Conversely, design principles and prohibitions need to be stored as strategy or with high importance, or they’ll fade.
And when a change clearly breaks an old assumption, it’s better to use update_memory right away rather than waiting for natural decay.
Making memory bigger has gotten easy.
The next differentiator is deciding which memories to kill and when.
YourMemory is a small local implementation that puts “forgetting” at the center of that question, and it’s worth trying.
This applies to blogging too.
When you pull in past articles via internal links, you need to judge whether they’re still useful—or you end up circulating outdated assumptions forever.
Articles with data that shifts in months, like benchmark numbers, can’t avoid freshness decay.
Keeping past content properly pruned is the same challenge whether you’re managing AI memory or a blog.
And I’m feeling this firsthand with Kana Chat, which I’m building myself.
The current Heartbeat memory uses today with 14 date-bucketed days, task_signals capped at 80 entries, and profile capped at 40—all mechanical numeric cutoffs.
After 14 days, gone. Over the cap, oldest gets pushed out.
Simple, but it’s truncation rather than decay, so information from 13 days ago and yesterday sit at the same weight in context.
The real pain point is task_signals.
Something like “I want to look into auto-generating OGP images” that I muttered two weeks ago keeps showing up as a job suggestion long after I’ve lost interest.
Having to mentally skip “I don’t need this anymore” every time suggestions come up is quietly stressful.
Same with profile—“knowledgeable about security articles” still applies, but “recently interested in Rust” might have expired after a month.

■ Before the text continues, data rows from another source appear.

PR #7031, opened 2026-07-23
fix(coding-agent): run coding-agent tests offline by default

tmustier:
** UPDATED - scope expanded - original issue was only setting PI_OFFLINE 1 in one test; now we are turning off by default for all coding-agent tests and turning back on for those that require it. See below: https://github.com/earendil-works/pi/pull/7031#issuecomment-5079016445** 

Hey there

I had a [CI failure](https://github.com/earendil-works/pi/actions/runs/30019968171/job/89249820737?pr=7022) on a draft PR. This which turned out to because of a timed out request to the pi.dev anthropic model catalogue.

I suggest:
- disabling networking (PI_OFFLINE 1)
- keepig the tests focused on local `models.json` behavior instead of live `pi.dev` availability (we separately have `remote-catalog-provider.test.ts` for remote catalogue handling)
- removing the test-specific timeout

**Archaelogy note:**
Digging into history, this seems to have been caused accidentally. iiuc:
1. originally, the test helper passed `allowModelNetwork: false`
2. c889eb88 made it such that you need to explicitly set PI_OFFLINE, but we never changed that for this test, so it runs online
3. The test wasn't updated with this so it became flaky and intermittently times out. 

PR https://github.com/earendil-works/pi/pull/6905 addressed this by increasing the timeout from 30s to 60s. But this does not resolve the issue because if we get nothing back from `https://pi.dev/api/models/providers/anthropic`, the request doesn't abort and the test fails after timeout; but the test wasn't designed to test live network.

Let me know what you think!


mitsuhiko:
Thinking about this a bit more I wonder if we should not really try to keep most tests offline. The calls to `.refresh()` can happen in quite a few more places.

tmustier:
true I'd imagine cleanest to separate
will take a look over wkd

tmustier:
Making this a draft pending investigation

packages/coding-agent/test/version-check.test.ts
```diff
@@ -74,13 +72,15 @@ describe("version checks", () => {
...
 	it("returns update notes from the version check api", async () => {
+		allowNetwork();
 		const fetchMock = vi.fn(async () => Response.json({ note: " **Read this** ", version: "1.2.4" }));
 		vi.stubGlobal("fetch", fetchMock);
 
 		await expect(getLatestPiRelease("1.2.3")).resolves.toEqual({ note: "**Read this**", version: "1.2.4" });
 	});
 
 	it("skips automatic api calls when version checks are disabled", async () => {
+		allowNetwork();
```
tmustier: this seems defensive

tmustier:
hm ok question:
- I've expanded this so we pass `PI_OFFLINE` 1 by default and then have to `allowNetwork()` per test (new helper in its own `test-network-env.ts`). 
- Technically someone might introduce a negative test that passes when it shouldn't -- this seems ok but wdyt? For example if I had left out `allowNetwork()` from the tests below they would have passed vacuously:
  - Radius `does not refresh catalogs over the network by default`
  - Package manager `should skip pinned packages when checking for updates`

I also cleaned up 2 tests that were making github and npm requests but didn't seem to need to.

Adopting YourMemory’s per-category decay rates wholesale would be overkill, but the concept is useful.
Treat task_signals as a short-lived category like failure and decay them rapidly after about a week.
Treat profile as a long-lived category like strategy—keep it for months, but gradually weaken entries that aren’t referenced.
today is fine with the current date-based cutoff.
Diary data has dates as its identity, so deletion makes more semantic sense than decay.
One more thing I want is retrieval-frequency reinforcement.
Like YourMemory’s recall_count, boosting the strength of memories actually used during job context construction would naturally separate “knowledge that repeatedly helps” from “a thought I mentioned once.”
The current Heartbeat doesn’t have that mechanism, so even just reordering the 80 entries by usage frequency would probably improve suggestion quality.